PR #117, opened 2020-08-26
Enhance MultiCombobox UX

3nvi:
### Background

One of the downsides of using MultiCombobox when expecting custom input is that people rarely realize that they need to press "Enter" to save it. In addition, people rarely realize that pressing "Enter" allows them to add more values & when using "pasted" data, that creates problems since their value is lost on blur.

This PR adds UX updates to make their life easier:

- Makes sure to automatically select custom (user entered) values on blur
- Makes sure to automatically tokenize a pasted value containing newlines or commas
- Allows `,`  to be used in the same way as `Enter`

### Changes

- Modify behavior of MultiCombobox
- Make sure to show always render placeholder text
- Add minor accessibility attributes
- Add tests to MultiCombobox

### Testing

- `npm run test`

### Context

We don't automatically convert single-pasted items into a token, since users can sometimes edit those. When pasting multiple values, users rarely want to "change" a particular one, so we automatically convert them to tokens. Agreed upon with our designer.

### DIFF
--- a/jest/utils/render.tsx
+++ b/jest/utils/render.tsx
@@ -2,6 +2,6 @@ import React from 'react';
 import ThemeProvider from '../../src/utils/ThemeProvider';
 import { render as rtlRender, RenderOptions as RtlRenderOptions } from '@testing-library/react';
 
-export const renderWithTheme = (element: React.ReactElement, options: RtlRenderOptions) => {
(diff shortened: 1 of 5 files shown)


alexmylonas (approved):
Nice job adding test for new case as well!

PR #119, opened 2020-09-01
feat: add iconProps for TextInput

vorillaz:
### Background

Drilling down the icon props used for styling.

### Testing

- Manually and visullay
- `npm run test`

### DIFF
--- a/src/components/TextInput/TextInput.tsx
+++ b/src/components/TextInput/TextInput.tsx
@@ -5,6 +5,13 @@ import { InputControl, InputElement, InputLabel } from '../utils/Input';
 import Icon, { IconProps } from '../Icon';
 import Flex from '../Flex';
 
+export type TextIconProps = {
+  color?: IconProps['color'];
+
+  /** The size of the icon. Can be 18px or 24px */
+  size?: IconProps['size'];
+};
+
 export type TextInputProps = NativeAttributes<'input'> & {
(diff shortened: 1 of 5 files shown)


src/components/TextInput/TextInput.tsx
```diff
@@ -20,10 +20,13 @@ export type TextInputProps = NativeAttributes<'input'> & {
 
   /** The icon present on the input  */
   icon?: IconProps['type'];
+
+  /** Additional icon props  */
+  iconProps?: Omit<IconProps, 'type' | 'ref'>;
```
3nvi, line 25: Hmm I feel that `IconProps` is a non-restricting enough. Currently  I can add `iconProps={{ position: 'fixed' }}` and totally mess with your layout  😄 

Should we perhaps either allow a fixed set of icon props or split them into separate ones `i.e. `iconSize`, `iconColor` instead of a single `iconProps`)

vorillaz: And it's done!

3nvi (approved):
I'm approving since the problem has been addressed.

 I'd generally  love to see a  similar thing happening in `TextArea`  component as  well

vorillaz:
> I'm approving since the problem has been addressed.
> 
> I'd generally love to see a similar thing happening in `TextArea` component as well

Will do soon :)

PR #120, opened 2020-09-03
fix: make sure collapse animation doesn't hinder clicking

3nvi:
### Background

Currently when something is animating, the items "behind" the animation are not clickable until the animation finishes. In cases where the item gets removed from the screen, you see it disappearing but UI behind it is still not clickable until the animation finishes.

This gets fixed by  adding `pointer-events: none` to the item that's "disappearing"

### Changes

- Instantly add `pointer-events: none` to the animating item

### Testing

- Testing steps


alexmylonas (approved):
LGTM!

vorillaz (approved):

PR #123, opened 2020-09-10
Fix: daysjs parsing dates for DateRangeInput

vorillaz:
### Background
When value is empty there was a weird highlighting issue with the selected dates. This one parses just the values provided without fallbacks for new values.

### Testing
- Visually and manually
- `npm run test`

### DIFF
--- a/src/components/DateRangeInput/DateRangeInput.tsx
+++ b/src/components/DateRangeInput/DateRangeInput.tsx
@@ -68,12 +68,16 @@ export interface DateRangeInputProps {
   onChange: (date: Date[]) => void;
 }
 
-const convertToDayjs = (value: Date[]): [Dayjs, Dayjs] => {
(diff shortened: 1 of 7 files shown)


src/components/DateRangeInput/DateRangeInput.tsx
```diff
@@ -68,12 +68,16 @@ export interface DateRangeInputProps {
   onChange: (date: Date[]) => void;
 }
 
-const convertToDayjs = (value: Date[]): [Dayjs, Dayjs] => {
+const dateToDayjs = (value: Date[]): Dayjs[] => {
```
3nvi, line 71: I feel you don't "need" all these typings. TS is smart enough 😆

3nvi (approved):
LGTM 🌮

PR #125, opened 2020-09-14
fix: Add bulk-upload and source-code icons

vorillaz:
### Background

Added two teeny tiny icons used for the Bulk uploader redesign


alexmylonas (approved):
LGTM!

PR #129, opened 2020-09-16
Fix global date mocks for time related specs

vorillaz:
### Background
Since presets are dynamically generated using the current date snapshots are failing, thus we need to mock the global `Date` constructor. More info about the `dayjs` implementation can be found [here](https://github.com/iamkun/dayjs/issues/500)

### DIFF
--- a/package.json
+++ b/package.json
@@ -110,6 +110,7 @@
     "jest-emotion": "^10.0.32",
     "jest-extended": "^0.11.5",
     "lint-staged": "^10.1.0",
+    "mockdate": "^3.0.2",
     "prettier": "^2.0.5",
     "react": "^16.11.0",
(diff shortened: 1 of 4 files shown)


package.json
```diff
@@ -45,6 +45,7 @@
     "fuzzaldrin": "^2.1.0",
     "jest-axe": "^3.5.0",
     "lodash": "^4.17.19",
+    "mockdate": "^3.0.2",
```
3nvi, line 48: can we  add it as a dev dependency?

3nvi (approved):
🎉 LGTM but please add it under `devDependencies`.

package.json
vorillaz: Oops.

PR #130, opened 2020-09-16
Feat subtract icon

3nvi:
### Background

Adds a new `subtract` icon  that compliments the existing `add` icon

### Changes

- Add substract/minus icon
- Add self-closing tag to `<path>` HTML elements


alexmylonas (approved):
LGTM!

##############################

Problem description:
Type out the full listing again, exactly as given.

Output of the exercise:
PR #117, opened 2020-08-26
Enhance MultiCombobox UX

3nvi:
### Background

One of the downsides of using MultiCombobox when expecting custom input is that people rarely realize that they need to press "Enter" to save it. In addition, people rarely realize that pressing "Enter" allows them to add more values & when using "pasted" data, that creates problems since their value is lost on blur.

This PR adds UX updates to make their life easier:

- Makes sure to automatically select custom (user entered) values on blur
- Makes sure to automatically tokenize a pasted value containing newlines or commas
- Allows `,`  to be used in the same way as `Enter`

### Changes

- Modify behavior of MultiCombobox
- Make sure to show always render placeholder text
- Add minor accessibility attributes
- Add tests to MultiCombobox

### Testing

- `npm run test`

### Context

We don't automatically convert single-pasted items into a token, since users can sometimes edit those. When pasting multiple values, users rarely want to "change" a particular one, so we automatically convert them to tokens. Agreed upon with our designer.

### DIFF
--- a/jest/utils/render.tsx
+++ b/jest/utils/render.tsx
@@ -2,6 +2,6 @@ import React from 'react';
 import ThemeProvider from '../../src/utils/ThemeProvider';
 import { render as rtlRender, RenderOptions as RtlRenderOptions } from '@testing-library/react';
 
-export const renderWithTheme = (element: React.ReactElement, options: RtlRenderOptions) => {
(diff shortened: 1 of 5 files shown)


alexmylonas (approved):
Nice job adding test for new case as well!

PR #119, opened 2020-09-01
feat: add iconProps for TextInput

vorillaz:
### Background

Drilling down the icon props used for styling.

### Testing

- Manually and visullay
- `npm run test`

### DIFF
--- a/src/components/TextInput/TextInput.tsx
+++ b/src/components/TextInput/TextInput.tsx
@@ -5,6 +5,13 @@ import { InputControl, InputElement, InputLabel } from '../utils/Input';
 import Icon, { IconProps } from '../Icon';
 import Flex from '../Flex';
 
+export type TextIconProps = {
+  color?: IconProps['color'];
+
+  /** The size of the icon. Can be 18px or 24px */
+  size?: IconProps['size'];
+};
+
 export type TextInputProps = NativeAttributes<'input'> & {
(diff shortened: 1 of 5 files shown)


src/components/TextInput/TextInput.tsx
```diff
@@ -20,10 +20,13 @@ export type TextInputProps = NativeAttributes<'input'> & {
 
   /** The icon present on the input  */
   icon?: IconProps['type'];
+
+  /** Additional icon props  */
+  iconProps?: Omit<IconProps, 'type' | 'ref'>;
```
3nvi, line 25: Hmm I feel that `IconProps` is a non-restricting enough. Currently  I can add `iconProps={{ position: 'fixed' }}` and totally mess with your layout  😄 

Should we perhaps either allow a fixed set of icon props or split them into separate ones `i.e. `iconSize`, `iconColor` instead of a single `iconProps`)

vorillaz: And it's done!

3nvi (approved):
I'm approving since the problem has been addressed.

 I'd generally  love to see a  similar thing happening in `TextArea`  component as  well

vorillaz:
> I'm approving since the problem has been addressed.
> 
> I'd generally love to see a similar thing happening in `TextArea` component as well

Will do soon :)

PR #120, opened 2020-09-03
fix: make sure collapse animation doesn't hinder clicking

3nvi:
### Background

Currently when something is animating, the items "behind" the animation are not clickable until the animation finishes. In cases where the item gets removed from the screen, you see it disappearing but UI behind it is still not clickable until the animation finishes.

This gets fixed by  adding `pointer-events: none` to the item that's "disappearing"

### Changes

- Instantly add `pointer-events: none` to the animating item

### Testing

- Testing steps


alexmylonas (approved):
LGTM!

vorillaz (approved):

PR #123, opened 2020-09-10
Fix: daysjs parsing dates for DateRangeInput

vorillaz:
### Background
When value is empty there was a weird highlighting issue with the selected dates. This one parses just the values provided without fallbacks for new values.

### Testing
- Visually and manually
- `npm run test`

### DIFF
--- a/src/components/DateRangeInput/DateRangeInput.tsx
+++ b/src/components/DateRangeInput/DateRangeInput.tsx
@@ -68,12 +68,16 @@ export interface DateRangeInputProps {
   onChange: (date: Date[]) => void;
 }
 
-const convertToDayjs = (value: Date[]): [Dayjs, Dayjs] => {
(diff shortened: 1 of 7 files shown)


src/components/DateRangeInput/DateRangeInput.tsx
```diff
@@ -68,12 +68,16 @@ export interface DateRangeInputProps {
   onChange: (date: Date[]) => void;
 }
 
-const convertToDayjs = (value: Date[]): [Dayjs, Dayjs] => {
+const dateToDayjs = (value: Date[]): Dayjs[] => {
```
3nvi, line 71: I feel you don't "need" all these typings. TS is smart enough 😆

3nvi (approved):
LGTM 🌮

PR #125, opened 2020-09-14
fix: Add bulk-upload and source-code icons

vorillaz:
### Background

Added two teeny tiny icons used for the Bulk uploader redesign


alexmylonas (approved):
LGTM!

PR #129, opened 2020-09-16
Fix global date mocks for time related specs

vorillaz:
### Background
Since presets are dynamically generated using the current date snapshots are failing, thus we need to mock the global `Date` constructor. More info about the `dayjs` implementation can be found [here](https://github.com/iamkun/dayjs/issues/500)

### DIFF
--- a/package.json
+++ b/package.json
@@ -110,6 +110,7 @@
     "jest-emotion": "^10.0.32",
     "jest-extended": "^0.11.5",
     "lint-staged": "^10.1.0",
+    "mockdate": "^3.0.2",
     "prettier": "^2.0.5",
     "react": "^16.11.0",
(diff shortened: 1 of 4 files shown)


package.json
```diff
@@ -45,6 +45,7 @@
     "fuzzaldrin": "^2.1.0",
     "jest-axe": "^3.5.0",
     "lodash": "^4.17.19",
+    "mockdate": "^3.0.2",
```
3nvi, line 48: can we  add it as a dev dependency?

3nvi (approved):
🎉 LGTM but please add it under `devDependencies`.

package.json
vorillaz: Oops.

PR #130, opened 2020-09-16
Feat subtract icon

3nvi:
### Background

Adds a new `subtract` icon  that compliments the existing `add` icon

### Changes

- Add substract/minus icon
- Add self-closing tag to `<path>` HTML elements


alexmylonas (approved):
LGTM!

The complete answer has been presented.